The cost analysis of CCS and OCS includes two types of costs: (a) Initial Investment cost for creation of facility of culturing fishes and the (b) variable costs involving the maintenance costs of the fishpond, land lease cost, cost of fingerlings, cost of feed, fertilizer and production cost of field crops.
(a) Initial investment
The initial investment includes the cost of (i) pond construction, (ii) water facilities and (iii) vermicomposting unit.
(i) Pond construction
Earthwork for construction of the ponds was carried out by engaging a contractor who executed the work by engaging daily labourers. The work was carried out according to the requirement of the site. As the soil cannot retain water, it was felt necessary to use lining material on the excavated ponds. Therefore, steps were made from ground level to the bottom of the fishpond for better anchoring of the lining material. Prismoidal formula was used to compute the volume of earthwork. The cost of earthwork was paid to the contractor as per the schedule of rates 2010 of the Public Works Department (PWD), Government of West Bengal, India. As per the schedule, the cost of earthwork for first 1.5 m depth (lift) was US$ 0.29 m− 3 and US$ 0.40 m− 3 for next 1.5 m depth. The price of lining includes the cost of lining material and labour wage to spread and bury it with soil. Cross laminated polythene sheet of Sylpaulin make (250 µ thick, 150 g m− 2 weight, UV ray protectable and green in color) was used for lining of the dugout fishpond. The actual price of the Sylpaulin sheet charged by the authorized dealer was considered to compute the cost of lining material. The price was US$ 0.51 m− 2 in 2010. Labour wage required to spread the polythene sheet on the bottom and sides, including the embankment and to bury the same with a soil layer of 30 cm thickness was paid as per the schedule of rate of Government of West Bengal, India, 2010. Before laying the cross laminated polythene Sylpaulin material on the bed of the fish ponds, a sand cushioning was provided to a depth of 20 cm to avoid any rupture. After laying the Sylpaulin material, a soil cover of 30 cm thickness was also provided on the lining material to provide stability to the material and create a natural pond bottom environment for fish culture. The number of labourers required for the job was 5 man-days for sand filling, earth filling and providing lining material in one pond.
(ii) Water facilities
A mini deep tubewell along with underground pipe lines and accessories was constructed for regular water supply to the fish ponds as and when necessary.
(iii) Vermicompost unit
The cost for vermicompost unit included the maintenance costs of the land and building, civil works for vermicompost shed and vermicompost tanks, implements and machinery and others work.
(b) Variable cost
The variable cost included maintenance costs of the fishpond, land lease cost, cost of fingerlings, cost of feed, fertilizer and production cost of field crops.
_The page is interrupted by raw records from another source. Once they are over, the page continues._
PR #630, opened 2025-04-02
Make type and modelName more flexible in LLMClient.ts

mbleigh:
# why

Right now `modelName` is strongly typed to only allow the pre-specified model names in AvailableModel. I'm building a custom LLMClient that doesn't use those models.

# what changed

This PR updates it to also accept an arbitrary string, and also updates type to use the `(string & {})` [trick](https://stackoverflow.com/questions/76142160/literal-string-union-autocomplete-in-typescript-3-8-3) to enable autocomplete with a string fallback.

# test plan

Types-only change, should be okay? :)

### DIFF
--- a/lib/llm/LLMClient.ts
+++ b/lib/llm/LLMClient.ts
@@ -86,8 +86,8 @@ export interface CreateChatCompletionOptions {
 }
 
 export abstract class LLMClient {
-  public type: "openai" | "anthropic" | "cerebras" | "groq" | string;
-  public modelName: AvailableModel;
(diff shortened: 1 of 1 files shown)


kamath:
thanks so much for taking the time to try stagehand! curious why you wouldn't want a string for `modelName`?

mbleigh:
> thanks so much for taking the time to try stagehand! curious why you wouldn't want a string for `modelName`?

I do want a string for model name - that's what I'm adding here. The current implementation *only* allows model name to be one of the enumerated models specified. I'm adding support for an arbitrary string in addition to those.

kamath (approved):

PR #633, opened 2025-04-04
fix the getBrowser function

miguelg719:
# why
To avoid redundant calls to BB api

# what changed
Make one single call instead of 2 for getting session status and rest of session data

# test plan
- [x] tested locally


lib/index.ts
```diff
@@ -114,18 +106,28 @@ async function getBrowser(
...
+          category: "init",
+          message: "connect:",
+          level: 1,
+          auxiliary: {
+            connectUrl: {
+              value: connectUrl,
+              type: "string",
+            },
+          },
+        });
```
miguelg719: need to double check this might be transpiled from other work

sameelarif (approved):

PR #636, opened 2025-04-05
token usage for act

seanmcguire12:
# why
- add token usage for act
# what changed
- pass `fromAct` parameter from within act handler -> observe handler -> observe inference if `observe` is being called inside `act`
# test plan
- evals


kamath (approved):
i see the drawbacks here, but ig we can deal with that once it starts to become a pain

PR #638, opened 2025-04-05
Added support for Invalid LLM API KEYS

yash1744:
# why
Previously it is displaying a  `StagehandDefaultError` when LLM api keys are not present which does not provide concise details about the error.

# what changed
It now displays invalid LLM API keys with a clean structured message. 
Added error handling in ```createChatCompletion``` method for various LLM Clients ( OpenAI, Grok, Anthropic, Cerebras ).
Created new ```InvalidLLMKeyError``` class for custom Invalid api message

# test plan

### DIFF
--- a/lib/llm/AnthropicClient.ts
+++ b/lib/llm/AnthropicClient.ts
@@ -14,7 +14,10 @@ import {
   LLMClient,
   LLMResponse,
 } from "./LLMClient";
-import { CreateChatCompletionResponseError } from "@/types/stagehandErrors";
+import {
+  CreateChatCompletionResponseError,
+  InvalidLLMKeyError,
+} from "@/types/stagehandErrors";
 
 export class AnthropicClient extends LLMClient {
   public type = "anthropic" as const;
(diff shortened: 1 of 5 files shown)


kamath:
thanks so much for contributing to stagehand! instead of modifying each client individually, can we instead change `LLMClient` such that it can call `createChatCompletion` and catch it with an error, then throw a `ChatCompletionError`?

also, please add a changeset - just run `npx changeset`, and this is a `minor` PR

yash1744:
Yeah, that sounds like a good idea. But since `createChatCompletion` is an abstract method, we can’t directly instantiate it
Instead, I can create a new method like `safeCreateChatCompletion` that wraps the logic and handles errors. It can throw a common `ChatCompletionError` instead of introducing a new `InvalidLLMKey` class and currently two methods in `operatorHandler.ts` file point to `createChatCompletion` which we need to modify it to new one.

However, even with that, we’ll still need to check which client is being used — like OpenAI, Groq, Cerebras (which are similar using OPEN AI client), or Anthropic, which has a different API and error pattern and handle both errors. 

So in the future, if we add a new client, we’ll need to update this part again to support its error format.

Do you want me to move in this way!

(i) Fishpond maintenance cost
The Maintenance cost of the fishpond involves the expenditure incurred for repair and maintenance of the embankment. The cost has been assumed to be 2% of the initial investment (Palmer et al., 1982 and Mishra et al., 1998).
(ii) Land lease cost
It was thought appropriate to add the annual land lease cost for the area diverted for the construction of fishpond. The cost was decided based on prevailing lease rate under the revenue district of West Medinipore, West Bengal. The cost was found to be US$ 60.71 ha− 1 year − 1 as per the rate of 2010.
(iii) Fingerling Cost
Fingerlings were purchased from a nearby farm for stocking in the fishponds. The cost of fingerlings varies depending on the size, weight etc. Fingerlings were purchased at 2.17 US$ kg− 1and later released to the fishponds after acclimatizing them in an earthen tank for 40 hours.
(iv) Feed and fertilizer cost
The organic fish feed was prepared in the laboratory with due proximate composition of suitable protein, carbohydrate, fat, ash, etc. Conventional feed were bought from the local feed company and the formulated fish feed cost was only US$ 0.51 kg− 1 at the prevailing cost of inputs in 2010. The chemical fertilizer cost was calculated as per the local market price.